And Justice for All... "Dredd" ist ein knallharter Actionstreifen in einer Zukunft die vor Dreck stinkt. Geile Szenarien und eine erdrückende Stimmung machen den Film zu einem soliden Streifen. Leider sind die Dialoge stellenweise sehr dämlich und auch die Spezialeffekte sind teilweise mehr als mies (Blut)andererseits aber auch sehr gut gelungen (Slow Motion). Die Schauspieler sind für diesen Sci-Fi Actionfilm gut besetzt. Fazit: Knallharte Sci-Fi Action mit wenig Niveau und noch weniger Gnade :)
Dredd fängt wirklich stark an. Die Erwartung, dass hier ein brutaler, saucooler Actionreißer entsteht, wird durchaus geweckt.
Nach der Szene mit den Miniguns, die fast ein ganzes Stockwerk verwüsten, denkt man sich - Geil, was jetzt wohl noch alles kommen mag! - Ich habe weitere Action erwartet, mit ordentlich Wumms und cool gesetzten Zeitlupen.
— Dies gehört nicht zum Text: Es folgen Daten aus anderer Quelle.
Issue #3276, opened 2013-06-10
Text on the braille display doesn't update after using Undo in Word


nvaccessAuto:
**Reported by falinn.onda on 2013-06-10 17:16**
Hi,

Assuming you do the following:
1. open new word 2010 document.
2. Type a text. for example "1234"
3. press undo CTRL+Z once.

 Expected behavior: braille displays "123" as the current document content after undo.
Actual behavior: Braille displays "1234"

I am using Focus 40 blue via Bluetooth.

bhavyashah:
Could Braille experts please test and report whether these Braille synchronization issues (particularly with MS Word's Undo and Redo, Ctrl+Backspace and Ctrl+Delete) still occur?

Adriani90:
@falinn.onda is this issue still reproducible?
cc: @bramd

dkager:
I can still reproduce this with Word 2016, non-UIA. It isn't specific to a particular braille display.

Adriani90:
@dkager how is this now with NVDA 2023.1 RC1 or NVDA 2022.4?

burmancomp:
I tried locally to add `braille.handler.handleUpdate` to source\NVDAObjects\iaccessible\winword.py and there to `event_caret` function.

It worked almost. If there is for example: "12345", and then ctrl-z is pressed 5 times, there is not necessarily blank display. If pressing and holding ctrl-z it seems to work or if pressing ctrl-z with long delay between presses, it seems to work also. But if something between these, it may not work.

@leonardder what do you think about this? Is my approach wrong?

leonardder:
@burmancomp is this with or without UIA enabled in Word?

burmancomp:
Do you mean this setting: "Use UI Automation to access Microsoft Word document controls"? It is currently " Default (Where suitable)".

burmancomp:
In blank document typing q then ctrl-z. Quite often q remains in braille line. If there are more characters like qwerty, others y, t ... seems to be removed correctly. It seems that `event_caret` would not be always executed.

burmancomp:
It may work better with UIA set to always, and when NVDAObjects\UIA\wordDocument.py also includes event_caret.

I have understood that UIA does not work properly in ms word before Windows 11. I have not Windows 11 installed.

[...]

PR #15163, opened 2023-07-18
Update braille independently on caret

### LINKED ISSUE #15115: braille: update display when tethered to review and review cursor does not follow caret

burmancomp:
### Link to issue number:
Fixes #15115
### Summary of the issue:
This extends pull request #15134 and includes pull request #15156. Collaborated with @leonardder.
Braille line is updated in terminal window when there is text change.

In addition braille line is updated in any application when:

- braille cursor is turned on or off with gesture
- if there is selected text in edit control or document, changing "show selection" state with gesture updates braille line when otherwise supported
Terminal window updates are handled with:

- NVDAObjects.behaviors.Terminal.event_textChange and
- event_UIA_notification in winConsoleUIA._NotificationsBasedWinTerminalUIA.

Objects are passed to BrailleHandler.handleUpdate function.

When braille show selection state is changed with gesture, BrailleHandler.initialDisplay function is executed.

When braille cursor is toggled with gesture, BrailleHandler._updateDisplay function is executed.
### Testing strategy:
Tested with Albatross 80 and little with Optelec Alva BC680.
none known
### Change log entries:
New features
Changes
- When the text in a terminal changes without updating the caret, the text on a braille display will now properly update when positioned on a changed line. This includes situations where braille is tethered to review.

Bug fixes
- The braille cursor and selection indicators will now always be updated correctly after showing or hiding respective indicators with a gesture.

For Developers
- braille.handler.handleUpdate and braille.handler.handleReviewMove have been changed in order not to update instantly. Before this change, when either of these methods was called very often, this would drain many resources. These methods now queue an update at the end of every core cycle instead. They should also be thread safe, making it possible to call them from background threads.

Deprecations:
- braille.BrailleHandler.handlePendingCaretUpdate is now deprecated with no public replacement.

### Code Review Checklist:

  - description is up to date
  - change log entries
- [x] Testing:
  - Unit tests
  - System (end to end) tests
  - Manual testing
- [x] Documentation:
  - User Documentation
  - Speech 
  - Braille
  - Low Vision
  - Different web browsers


leonardder:
While I like this pr as a proof of concept, I see several reasons why this doesn't fit for NVDA Core, as it is merely a workaround and obfuscator of other bugs that should have our attention instead:

1. Most notably, it has a polling/timer based approach instead of event driven.
2. A timer on the main thread like this may severely impact NVDA's performance in objects that are slow to update, such as Excel, some more complex UIA implementations, etc. A timer on another thread will probably result in issues with thread safety.

Again, I really like your investment in this, but I'd rather see #15134 being merged first and then have smaller follow ups like #15156, but even the latter is already to broad in scope. The braille subsystem of NVDA is pretty complex and hard to oversee and it is very, very easy to break things

burmancomp:
Thank you @leonardder for your comments.

>     1. Most notably, it has a polling/timer based approach instead of event driven.

What kind of event driven approach you are thinking?

>     2. A timer on the main thread like this may severely impact NVDA's performance in objects that are slow to update, such as Excel, some more complex UIA implementations, etc. A timer on another thread will probably result in issues with thread safety.

Currently it is run once in 0.5 seconds, and it tries to avoid redundant updates. There is also _cursorBlinkTimer polling in 0.25 seconds cycles as default in main thread. Is an additional timer a problem or its polling cycle or what it is doing? 

I tried also with timer in its own thread but in browser there is _ctypes.COMError when switching from browse mode to focus mode.

This pull request should only do something with timer when:

- current object is terminal window (and before update it is checked that braille content has been changed)
- state of show selection is changed
- braille cursor is toggled.

I suppose that most of time only above checks are done, and this is once in 0.5 seconds.

> Again, I really like your investment in this, but I'd rather see #15134 being merged first and then have smaller follow ups like #15156, but even the latter is already to broad in scope and I decided to close it. The braille subsystem of NVDA is pretty complex and hard to oversee and it is very, very easy to break things

There may be problems but I suppose they are met in testing or maybe they can shown with calculations.

Could you tell whatkind of tests should be done?

It is not important that this implementation would be merged but these things are important.

When and if for example font attributes are presented in braille switching that state on and off is important. What I try to say is that these things should be solved anyway so why not earlier than later?

leonardder:
> What kind of event driven approach you are thinking?

There is already the textChange event fired on terminal objects when the text changes. That event should be fired when anything changes in the text, including check boxes in terminals. If not, that's a bug that needs to be looked into first.
Currently, no braille updates are performed when updating terminal text, so that would be a good starting point.

codeofdusk:
> There is already the textChange event fired on terminal objects when the text changes.

Well technically, yes on `LiveText` objects, but not when using UIA notifications in wt as text changes are disabled in that case to improve performance.

burmancomp:
Using `textChange` event on terminal object seems to work for me using Putty in non-graphical Linux. Maybe there should be more appropriate description in "user facing changes" as to terminal windows?

codeofdusk:
Yes, because MinTTY uses `DisplayModelLiveText`.

leonardder:
> > There is already the textChange event fired on terminal objects when the text changes.
> 
> Well technically, yes on `LiveText` objects, but not when using UIA notifications in wt as text changes are disabled in that case to improve performance.

The events are disabled for UIA performance reasons right, not for perf reasons in NVDA itself? Basically the UIA notifications are an alternative approach to tell us that text has changed. Therefore I wonder what would happen if we make the UIA notification implementation call event_textChange internally.

source/NVDAObjects/behaviors.py
```diff
@@ -475,6 +476,13 @@ def _get_caretMovementDetectionUsesEvents(self):
 		prompt to be read when quickly deleting text."""
 		return False
 
+	def event_textChange(self) -> None:
+		"""Fired when the text changes.
+		@note: Updates also braille.
+		"""
+		super().event_textChange()
+		braille.handler.handleUpdate(self)
```
leonardder, line 484: Note the `@note: It is safe to call this directly from threads other than the main thread.` on LiveText. I think this might be problematic for the legacy winconsole implementation as another thread will try to update the braille handler.

source/braille.py
```diff
@@ -2686,6 +2703,17 @@ def _ackTimeoutResetter(self, param: int):
 			self.display._awaitingAck = False
 			self._writeCellsInBackground()
 
+	def updateShowSelection(self) -> None:
```
leonardder, line 2706: I think this should go in a separate pr as this is a different issue altogether.

source/NVDAObjects/behaviors.py
burmancomp: There is a lock in use. After adding it as far as I know I have not encountered race condition.

source/braille.py
burmancomp: It can be regarded as another aspect of issue: braille line is not updated although it should be.

But if separate issue and pull request are needed, no problem.

source/NVDAObjects/behaviors.py
leonardder: I don't think a lock is a good idea here. If a method (event-texctChange) requires thread safety, the implementation should always be thread safe. I would personally remove the lock and go for an alternative for the time being, see my next comment.

leonardder, line 484:
```suggestion
		# braille.handler.handleUpdate must be called from the main thread.
		queueHandler.queueFunction(
			queueHandler.eventQueue,
			braille.handler.handleUpdate,
			self,
			_immediate=True
		)
```

burmancomp: Thank you. I have removed lock, changed code as you suggested and tested. It seems to work.

source/braille.py
leonardder: I can't speak for others, but I'd prefer this to be handled separately. I don't think the new function is needed either, you can probably just call the initialDisplay method.

source/braille.py
```diff
@@ -1205,7 +1205,12 @@ def _addTextWithFields(self, info, formatConfig, isSelection=False):
 				elif cmd == "controlEnd":
 					# Exiting a controlField should break a run of clickables
 					inClickable=False
-					field = ctrlFields.pop()
+					# Index error may occur with Teraterm in non-graphical Linux.
```
leonardder, line 1208: This change doesn't fix a bug but rather obfuscates it. There might be something wrong in DisplayModelTextInfo that causes it (i.e. i assume Teraterm uses the display model).

source/braille.py
```diff
@@ -1569,6 +1574,7 @@ def bufferPosToRegionPos(self, bufferPos):
 		raise LookupError("No such position")
 
 	def regionPosToBufferPos(self, region, pos, allowNearest=False):
+		start: int = 0
```
leonardder, line 1577: Ig you want proper annotations, please annotate the RegionWithPositions class properly. See https://www.geeksforgeeks.org/typing-namedtuple-improved-namedtuples/

Above `def _get_regionsWithPositions(self):`, add:
```
	#: typing information for autoproperty _get_regionsWithPositions(
	regionsWithPositions: Generator[RegionWithPositions, None, None]
```

LeonarddeR (changes requested):
So if this works okay for terminals now, please add a braille.handler.update(self) call to event_UIA_notification in winConsoleUIA._NotificationsBasedWinTerminalUIA.

source/braille.py
burmancomp: I am about to revert this. New issue some day if needed.

source/braille.py
burmancomp: I suppose there was sometimes "UnboundLocalError" as to start variable. I guess for some reason there was no data in `self.regionsWithPositions` so start might be referenced before assignment. Reverting this.

burmancomp:
> So if this works okay for terminals now, please add a braille.handler.update(self) call to event_UIA_notification in winConsoleUIA._NotificationsBasedWinTerminalUIA.

I suppose you mean braille.handler.handleUpdate(self).

I do not know where to test this.

source/braille.py
leonardder: Ugh, now you're saying that, the code in this method indeed assumes that start is set, so I guess it is fine to leave this as is. Good catch.

source/globalCommands.py
```diff
@@ -3300,6 +3300,7 @@ def script_braille_toggleShowCursor(self, gesture):
 			state = _("Braille cursor on")
 			config.conf["braille"]["showCursor"]=True
 		ui.message(state)
+		braille.handler.update()
```
leonardder, line 3303: Could you explain in a code comment why this is necessary? I'm also a bit concerned by the fact that you're updating the braille handler after executing ui.message, which should print a message to the braille display as well.

LeonarddeR (approved):
I think this looks good code wise.

source/globalCommands.py
burmancomp: I have not noticed problems with ui.message and braille.handler.update.

But unfortunately there is another problem: at least with Albatross when I type "dir/s" in NVDA directory whic contains source directory for example, result is that it takes long time when all text is brailled (34842 File(s) and 11846 Dir(s)).

There should be for example a queue with suitable length to avoid the situation that all thousands of handleUpdates should be performed.

Do you have approach you prefer?

leonardder: Sure, I actually expected something like that. I think you can merge in the changes in braille.py for #15156 to compensate for this delay, though we might also need to move the progress bar logic out of handleUpdate.

burmancomp:
@seanbudd what product decision is needed? With newest commit result of "dir/s" in root of NVDA distribution source seems to be quite similar with this version which could be expected with NVDA (it takes about 25 seconds in my system with Alva BC680).

There is an exception, Albatross. It takes about 10 - 15 seconds longer but Albatross driver has write queue (to try to ensure that braille line would update correctly). And "dir/s" in NVDA distribution root is not daily use.

seanbudd (approved):
@michaelDCurran - can you confirm that you're happy with the user facing changes?

source/braille.py
```diff
@@ -2042,6 +2044,9 @@ def __init__(self):
 		self._cursorPos = None
 		self._cursorBlinkUp = True
 		self._cells = []
+		# Queue of objects to use in L{handleUpdate}. Length 1 keeps
+		# recent object and discards others.
```
leonardder, line 2048: What is the point of having a queue? Why not simply updating an attribute to a new object?

michaelDCurran (dismissed):

LeonarddeR (changes requested):
I have some concerns about this approach. Please hold back from merging until these are addressed.

leonardder:
Rather than only reviewing the user facing changes, I would also like to see a substantive review from @michaelDCurran.

One of the findings in this pr is that braille.handler.update is too expensive. Therefore, instead of braille.handler.update being called directly, we now queue an object for update and execute the actual update in a core pump. However, this does not really fix the underlying issue, i.e. handleUpdate is still pretty expensive. I would rather see this issue being addressed at the core of it. I implemented a proof of concept for a revamp of handleUpdate in https://github.com/nvaccess/nvda/pull/15156 and suggested in https://github.com/nvaccess/nvda/pull/15163#discussion_r1277569200 that it could be used. Honestly, I'm sorry now that I closed that pr.

burmancomp:
If there is text change event in terminal window, there should be only at most one `handler.handleUpdate()` execution in core cycle.

burmancomp:
It seems that my previous comment was inaccurate, sorry. Could we agree that comparing to current implementation this pull request causes at most one additional `handler.handleUpdate` execution when terminal window is active and there is text change event?

leonardder:
It is no problem at all if you call handler.handleUpdate multiple times, as long as handler.handleUpdate is changed in such a way that it compensates for this by outsource the heavier work to the core pump.

burmancomp:
@leonardder,

Could we solve this combining #15156 and this pull request. I have tested this initially by merging #15156 to local branch which contained code of this pull request. For now there was very little to do - nearly merge couple of commits. There may be some problems but maybe they are small.

I suppose merging would work also as opposite - mergin this pull request code to #15156 code.

Then if desired/appropriate this pull request could be closed and a new pull request opened with combined code.

What do you think about this?

leonardder:
I'd be very grateful if you'd merge in #15156. Basically it would indeed 
be a merge, discard the changes except for braille.py and then remove 
the handleUpdate queue, calling braille.handler.handleUpdate instead.

burmancomp:
Problem I have found until now is that if braille is tethered to review (and review follows caret) display does not always show actual content. What should I try to change?

burmancomp:
It seems to come from #15156. I added `region.pendingCaretUpdate=True` to `handleReviewMode`, and it seems to help.

I could push that combined code so that you could review if it is acceptable for you.

leonardder:
That's fine with me, go ahead please.

source/NVDAObjects/UIA/winConsoleUIA.py
```diff
@@ -471,6 +472,7 @@ def event_UIA_notification(
 		# Do not announce output from background terminals.
 		if self.appModule != api.getFocusObject().appModule:
 			return
+		braille.handler.handleUpdate.append(self)
```
leonardder, line 475:
```suggestion
		braille.handler.handleUpdate(self)
```

LeonarddeR (approved):
Thanks. If this works as expected for you, I'd like to go with this approach. Just one thing.

source/NVDAObjects/UIA/winConsoleUIA.py
burmancomp: Thanks.

Adriani90:
Will the combined code touch some how also #3095 and #3276?

burmancomp:
> Will the combined code touch some how also #3095 and #3276?

No, as far as I understand.

leonardder:
This doesn't fix #3276 yet, but I think we can easily start calling handler.hanldeUpdate in more places, since it is both thread safeand fairly passive now. Should be something for a follow up though.

leonardder:
I had a look into the unit tests. They fail because there's no core pump running during tests, and handleUpdate no longer updates braille instantly.

leonardder:
@burmancomp could you please add the following to tests/unit/__init__py, below `braille.filter_displaySize.register(getFakeCellCount)`?

```
_original_handleReviewMove = braille.handler.handleReviewMove


def _patched_handleReviewMove(shouldAutoTether=True):
	"""
	For braille unit tests that rely on updating the review cursor, ensure that we simulate a core cycle
	by executing BrailleHandler._handlePendingUpdate after Braillehandler.handleReviewMove
	"""
	_original_handleReviewMove(shouldAutoTether)
	braille.handler._handlePendingUpdate()


braille.handler.handleReviewMove = _patched_handleReviewMove
```

LeonarddeR (approved):

leonardder:
I'd like to suggest the following changelog entries:

Changes:
- When the text in a terminal changes and braille is tethered to review, the text on a braille display will now properly update if the review cursor is positioned on a changed line. (#15115)
Bug fixes
- The braille cursor and selection indicators will now always be updated correctly after showing or hiding respective indicators with a gesture.
Changes for developers
- braille.handler.handleUpdate and braille.handler.handleReviewMove have been changed in order not to update instantly. Before this change, when either of these methods was called very often, this would drain many resources. These methods now queue an update at the end of every core cycle instead. They should also be thread safe, making it possible to call them from background threads.
Deprecations:
- braille.BrailleHandler.handlePendingCaretUpdate is now deprecated with no public replacement.

leonardder:
Good catch. SOmething like:;

- When the text in a terminal changes without updating the caret, the text on a braille display will now properly update when positioned on a changed line. This includes situations where braille is tethered to review.

seanbudd (approved):
Thanks @burmancomp

burmancomp:
> Thanks @burmancomp

And thanks @leonardder as well.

Gerade Letzteres hat sich geradezu aufgedrängt.
Doch leider ist diese Szene bereits das Highlight. Neue Ideen sind Fehlanzeige, der Film fängt an vor sich hin zu dümpeln. Das Ganze gipfelt in einem unglaublich unspektakulären und langweiligen Finale. Die große Gegenspielerin Ma-Ma bleibt sowieso leider viel zu oberflächlich.
Was bleibt also unterm Strich? Ein durchschnittlicher Actionfilm, der sein Potential bei weitem nicht ausgenutzt hat. So ist er lediglich für Genrefreunde mit starkem Magen einen Blick wert. Diese werden aber nicht enttäuscht sein.
Guter Actionfilm mit guten Effekten und sehr guten 3D Slomomotion Szenen. Wenn man den Film nur auf Stereo und ohne 3D ansieht hätte ich ihm 4 Sterne gegeben
Ich glaube ich werde zu alt für solche Filme, oder ich bin ein Weichei. Die Darstellung der Gewalt und die Coolness der Darsteller war schon sehr extrem. 18-jährige sind dafür noch zu jung. Ich würde ihn erst ab 39 freigeben, aber dann würde wohl keiner mehr reingehen. Anfangs war ich noch gespannt und voller Erwartung, aber je länger der Film dauerte umso mehr hat er nachgelassen. Etwas weniger Gewalt, mehr Feinheiten und Raffinesse hätte dem Film gut getan. Übrigens waren das 2 komplett unterschiedliche Filme "Judge Dredd" von 1995 und der "Dredd" von heute. Nicht miteinander vergleichbar.
Woher kommen all die guten Kritiken? Die 3D Effekte sind reiner Selbstzweck und völlig unerheblich! Von Karl Urban sieht man nur das Kinn und daraus kann man sehen das er aufs Klo muss oder das Drehbuch nicht mag! Besser als die Stallone Version...na ja..die war wenigstens ironisch! Ans Comic kommt man eben in beiden Filmen nicht ran...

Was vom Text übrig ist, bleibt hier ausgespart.